- ACTIVITY -
Where does the word "appends" show up in the data? Please find each such line and copy it.

- DATA LISTING -
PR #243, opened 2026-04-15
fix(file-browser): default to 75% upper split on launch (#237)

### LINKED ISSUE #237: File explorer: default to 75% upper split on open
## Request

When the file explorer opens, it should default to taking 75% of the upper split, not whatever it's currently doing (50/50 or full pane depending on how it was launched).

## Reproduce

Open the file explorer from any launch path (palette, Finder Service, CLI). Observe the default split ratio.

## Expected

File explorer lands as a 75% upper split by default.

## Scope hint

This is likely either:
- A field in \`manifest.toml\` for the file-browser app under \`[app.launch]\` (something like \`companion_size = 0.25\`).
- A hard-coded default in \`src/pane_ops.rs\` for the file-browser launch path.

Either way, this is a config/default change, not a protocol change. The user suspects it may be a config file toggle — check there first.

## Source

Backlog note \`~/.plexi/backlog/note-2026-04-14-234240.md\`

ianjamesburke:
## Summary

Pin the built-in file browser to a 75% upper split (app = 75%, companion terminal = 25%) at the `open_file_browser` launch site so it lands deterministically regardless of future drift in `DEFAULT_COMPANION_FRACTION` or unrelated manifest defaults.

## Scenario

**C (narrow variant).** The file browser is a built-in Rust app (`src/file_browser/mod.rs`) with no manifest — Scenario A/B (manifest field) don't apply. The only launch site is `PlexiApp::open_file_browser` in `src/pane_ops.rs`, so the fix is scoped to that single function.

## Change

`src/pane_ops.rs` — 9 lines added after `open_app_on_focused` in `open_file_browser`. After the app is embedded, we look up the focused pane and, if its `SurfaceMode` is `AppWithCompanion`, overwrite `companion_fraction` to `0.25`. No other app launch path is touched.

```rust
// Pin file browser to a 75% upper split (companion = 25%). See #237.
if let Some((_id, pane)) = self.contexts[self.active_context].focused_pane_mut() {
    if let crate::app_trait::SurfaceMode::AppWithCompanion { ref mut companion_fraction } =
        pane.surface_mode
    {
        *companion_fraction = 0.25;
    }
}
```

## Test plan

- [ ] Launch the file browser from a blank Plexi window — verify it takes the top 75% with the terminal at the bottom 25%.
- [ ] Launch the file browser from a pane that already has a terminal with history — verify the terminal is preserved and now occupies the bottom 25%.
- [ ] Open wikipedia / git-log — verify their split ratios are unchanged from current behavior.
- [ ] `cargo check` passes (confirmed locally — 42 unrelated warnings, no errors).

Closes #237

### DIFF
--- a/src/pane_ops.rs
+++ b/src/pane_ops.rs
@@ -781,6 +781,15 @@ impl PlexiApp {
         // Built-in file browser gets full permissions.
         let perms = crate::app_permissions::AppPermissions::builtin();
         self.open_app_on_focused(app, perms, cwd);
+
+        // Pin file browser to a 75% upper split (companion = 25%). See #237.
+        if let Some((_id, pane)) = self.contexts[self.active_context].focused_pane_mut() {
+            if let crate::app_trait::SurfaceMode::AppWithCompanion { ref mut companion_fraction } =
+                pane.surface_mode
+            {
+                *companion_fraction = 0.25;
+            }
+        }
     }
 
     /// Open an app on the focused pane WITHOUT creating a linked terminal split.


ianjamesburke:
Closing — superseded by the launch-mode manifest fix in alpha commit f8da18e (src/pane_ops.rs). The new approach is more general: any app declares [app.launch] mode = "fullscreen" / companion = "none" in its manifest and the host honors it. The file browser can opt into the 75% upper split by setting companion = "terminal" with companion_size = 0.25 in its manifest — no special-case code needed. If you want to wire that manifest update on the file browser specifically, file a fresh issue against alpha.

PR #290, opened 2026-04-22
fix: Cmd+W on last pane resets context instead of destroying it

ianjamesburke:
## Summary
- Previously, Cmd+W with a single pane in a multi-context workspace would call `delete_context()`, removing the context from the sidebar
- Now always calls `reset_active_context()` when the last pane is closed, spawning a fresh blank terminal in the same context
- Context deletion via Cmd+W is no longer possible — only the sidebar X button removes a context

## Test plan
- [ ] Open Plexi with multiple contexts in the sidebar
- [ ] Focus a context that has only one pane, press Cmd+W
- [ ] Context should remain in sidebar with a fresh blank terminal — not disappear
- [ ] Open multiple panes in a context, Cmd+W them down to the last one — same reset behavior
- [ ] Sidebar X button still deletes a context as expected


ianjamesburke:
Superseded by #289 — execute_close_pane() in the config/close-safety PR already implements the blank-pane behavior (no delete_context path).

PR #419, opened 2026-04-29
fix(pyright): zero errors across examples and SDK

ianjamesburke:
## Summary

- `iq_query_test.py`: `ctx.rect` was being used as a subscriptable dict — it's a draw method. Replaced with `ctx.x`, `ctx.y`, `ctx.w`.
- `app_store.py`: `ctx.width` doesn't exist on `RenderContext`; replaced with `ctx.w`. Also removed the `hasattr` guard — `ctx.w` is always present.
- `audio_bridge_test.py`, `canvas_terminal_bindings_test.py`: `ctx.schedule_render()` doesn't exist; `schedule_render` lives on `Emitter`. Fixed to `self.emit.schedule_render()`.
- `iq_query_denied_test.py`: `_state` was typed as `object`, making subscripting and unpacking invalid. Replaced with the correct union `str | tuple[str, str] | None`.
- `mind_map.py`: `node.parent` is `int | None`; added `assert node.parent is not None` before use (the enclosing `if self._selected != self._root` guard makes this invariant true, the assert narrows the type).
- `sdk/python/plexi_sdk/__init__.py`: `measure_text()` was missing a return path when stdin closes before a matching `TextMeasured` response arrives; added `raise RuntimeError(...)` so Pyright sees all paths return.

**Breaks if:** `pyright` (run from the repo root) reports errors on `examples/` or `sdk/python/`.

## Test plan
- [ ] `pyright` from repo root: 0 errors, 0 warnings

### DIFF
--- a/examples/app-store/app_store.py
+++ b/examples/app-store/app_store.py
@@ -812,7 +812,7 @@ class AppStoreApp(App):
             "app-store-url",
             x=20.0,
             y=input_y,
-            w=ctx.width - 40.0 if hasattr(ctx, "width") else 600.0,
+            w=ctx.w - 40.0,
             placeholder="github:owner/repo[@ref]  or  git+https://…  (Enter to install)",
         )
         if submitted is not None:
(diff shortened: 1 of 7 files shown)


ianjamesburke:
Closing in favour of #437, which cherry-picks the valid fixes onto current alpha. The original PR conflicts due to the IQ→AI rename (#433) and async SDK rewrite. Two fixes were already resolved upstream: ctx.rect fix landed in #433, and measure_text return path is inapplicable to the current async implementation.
* * *
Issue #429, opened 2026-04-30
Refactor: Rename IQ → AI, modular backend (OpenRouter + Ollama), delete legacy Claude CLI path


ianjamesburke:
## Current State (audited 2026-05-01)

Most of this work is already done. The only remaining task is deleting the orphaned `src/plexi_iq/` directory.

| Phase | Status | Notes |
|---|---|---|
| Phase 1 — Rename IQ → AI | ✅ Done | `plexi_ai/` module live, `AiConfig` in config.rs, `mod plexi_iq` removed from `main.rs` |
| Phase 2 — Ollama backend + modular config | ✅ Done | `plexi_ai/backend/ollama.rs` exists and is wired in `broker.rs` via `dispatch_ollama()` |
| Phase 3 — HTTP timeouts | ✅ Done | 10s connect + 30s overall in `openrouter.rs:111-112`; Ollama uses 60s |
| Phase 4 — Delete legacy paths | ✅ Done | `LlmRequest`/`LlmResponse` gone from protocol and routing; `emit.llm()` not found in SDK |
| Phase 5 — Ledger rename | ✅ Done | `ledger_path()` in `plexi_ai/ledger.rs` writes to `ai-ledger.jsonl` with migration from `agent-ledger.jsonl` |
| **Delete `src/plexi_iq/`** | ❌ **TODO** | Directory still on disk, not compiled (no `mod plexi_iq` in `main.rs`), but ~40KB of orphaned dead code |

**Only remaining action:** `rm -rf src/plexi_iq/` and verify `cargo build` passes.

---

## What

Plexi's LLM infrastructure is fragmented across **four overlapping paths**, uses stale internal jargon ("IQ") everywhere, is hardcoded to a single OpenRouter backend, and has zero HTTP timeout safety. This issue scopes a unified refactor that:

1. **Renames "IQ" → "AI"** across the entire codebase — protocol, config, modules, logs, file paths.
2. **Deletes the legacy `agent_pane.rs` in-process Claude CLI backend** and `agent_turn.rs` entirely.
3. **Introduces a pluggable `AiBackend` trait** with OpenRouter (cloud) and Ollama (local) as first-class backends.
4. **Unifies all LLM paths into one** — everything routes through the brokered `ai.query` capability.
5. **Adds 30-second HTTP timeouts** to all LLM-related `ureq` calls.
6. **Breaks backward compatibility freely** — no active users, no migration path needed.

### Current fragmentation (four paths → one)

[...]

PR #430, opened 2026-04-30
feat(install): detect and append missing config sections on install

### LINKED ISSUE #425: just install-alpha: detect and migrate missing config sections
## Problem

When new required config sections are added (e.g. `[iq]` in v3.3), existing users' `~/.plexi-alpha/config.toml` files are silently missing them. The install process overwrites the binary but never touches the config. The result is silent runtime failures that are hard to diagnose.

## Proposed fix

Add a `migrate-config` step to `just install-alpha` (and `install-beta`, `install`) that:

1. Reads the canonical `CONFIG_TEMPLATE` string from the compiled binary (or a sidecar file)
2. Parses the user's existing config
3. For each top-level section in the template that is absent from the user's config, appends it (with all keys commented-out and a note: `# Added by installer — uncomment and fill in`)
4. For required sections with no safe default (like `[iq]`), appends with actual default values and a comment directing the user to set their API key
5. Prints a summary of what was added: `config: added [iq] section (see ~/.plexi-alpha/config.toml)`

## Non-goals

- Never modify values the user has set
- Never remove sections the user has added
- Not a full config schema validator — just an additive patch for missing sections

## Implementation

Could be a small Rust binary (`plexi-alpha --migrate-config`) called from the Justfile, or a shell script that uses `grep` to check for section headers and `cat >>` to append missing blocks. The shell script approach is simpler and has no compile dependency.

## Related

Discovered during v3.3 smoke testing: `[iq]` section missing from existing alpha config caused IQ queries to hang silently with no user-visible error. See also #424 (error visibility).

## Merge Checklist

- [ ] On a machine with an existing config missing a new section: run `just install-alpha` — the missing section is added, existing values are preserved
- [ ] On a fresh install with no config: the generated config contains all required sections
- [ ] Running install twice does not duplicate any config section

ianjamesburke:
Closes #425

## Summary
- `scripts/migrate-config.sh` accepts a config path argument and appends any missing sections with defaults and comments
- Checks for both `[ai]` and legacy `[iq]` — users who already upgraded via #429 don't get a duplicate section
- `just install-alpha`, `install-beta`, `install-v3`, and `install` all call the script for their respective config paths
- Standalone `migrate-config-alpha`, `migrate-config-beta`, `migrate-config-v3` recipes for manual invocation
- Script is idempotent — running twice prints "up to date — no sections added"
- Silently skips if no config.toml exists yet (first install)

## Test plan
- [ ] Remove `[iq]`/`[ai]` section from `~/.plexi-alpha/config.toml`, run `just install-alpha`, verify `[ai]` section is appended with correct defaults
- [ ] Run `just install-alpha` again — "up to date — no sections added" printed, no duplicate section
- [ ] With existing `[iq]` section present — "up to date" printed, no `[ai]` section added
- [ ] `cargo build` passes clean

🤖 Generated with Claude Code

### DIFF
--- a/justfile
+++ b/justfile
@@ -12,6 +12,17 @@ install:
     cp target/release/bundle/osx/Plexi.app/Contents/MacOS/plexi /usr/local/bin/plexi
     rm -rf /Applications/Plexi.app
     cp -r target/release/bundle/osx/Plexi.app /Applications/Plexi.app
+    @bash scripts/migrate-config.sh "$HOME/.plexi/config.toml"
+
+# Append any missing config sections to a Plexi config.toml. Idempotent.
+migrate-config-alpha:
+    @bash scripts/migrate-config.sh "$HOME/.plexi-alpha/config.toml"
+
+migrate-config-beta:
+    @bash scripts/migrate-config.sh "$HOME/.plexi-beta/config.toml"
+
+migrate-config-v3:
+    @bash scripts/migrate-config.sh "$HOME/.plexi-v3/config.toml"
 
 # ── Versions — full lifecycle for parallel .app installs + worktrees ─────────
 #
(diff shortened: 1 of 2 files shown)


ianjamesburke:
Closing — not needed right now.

- SOLUTION FOR THIS PROBLEM -
3. For each top-level section in the template that is absent from the user's config, appends it (with all keys commented-out and a note: `# Added by installer — uncomment and fill in`)
4. For required sections with no safe default (like `[iq]`), appends with actual default values and a comment directing the user to set their API key
- `scripts/migrate-config.sh` accepts a config path argument and appends any missing sections with defaults and comments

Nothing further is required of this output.